Кузнец (СИ) - Бляхер Леонид Ефимович. Страница 66
Армия, конечно, не была стянута в одно место. Воеводство огромное. Три сотни стояло в Забайкалье. Нерчинск, Селенгинск, Верхнеудинск – в каждом из них был гарнизон. Две сотни стояли в Нерчинске, возле которого велась разработка серебряных руд. По полсотни стояло в двух других острогах. Сотенный гарнизон стоял в Албазине. В Кумарском остроге стояла сменная полусотня из Благовещенска. Десяток был в Бурейском остроге. Поставили небольшой острожек с десятком казаков и у впадения Биры в Амур. Остальные силы были сосредоточены в двух крупных городах. Из Хабаровска уходили сменные отряды в Косогорский острог у Сунгари и в острог Уссурийский. В каждом остроге пушки, на опасных направлениях пулеметы, гранатометы. Есть пятнадцать гранатометов. Ну, не тех, что были в непобедимой и легендарной, но гранату шагов на сто забрасывают запросто. Зато заряжать их в три раза быстрее, чем пушки, да и делать проще. Шестнадцать гатлингов, переделанных моими умельцами, тоже сила изрядная. С ностальгией вспоминаю свои первые три пушки.
Есть и военный флот. Не бог весть какой: два десятка кораблей с фальконетами на каждом. Да не по одному орудию. От четырех до десяти пушек. Это не Роял Нави, но для Амура вполне солидная защита. Число торговых и почтовых судов уже перевалило за сотню.

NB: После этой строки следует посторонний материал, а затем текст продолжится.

PR #2284, opened 2019-12-06
Autoload Resources/templates directory

JoshuaBehrens:
image
[image](https://github.com/shopware/shopware/pull/2258)
### 0. Why do you post this again?
The previous [pull request 2258](https://github.com/shopware/shopware/pull/2258) just expired.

В последнее время я продвигал мысль о всеобщей воинской обязанности. Ну, не совсем, как в СССР. Тут другое. Мужчина-сибиряк обязательно оружием владеет. Если его пару месяцев строем погонять, научить команды понимать, то будет у меня на всякий пожарный случай военный резерв. Пацан сказал – пацан сделал. Так и вышло. Я сказал, а Макар сделал. Теперь каждый житель Приамурья мужска пола до тридцати лет «приходит в воинское учение». Получилось еще и больше пяти тысяч резервистов. Оружия хватит и на них.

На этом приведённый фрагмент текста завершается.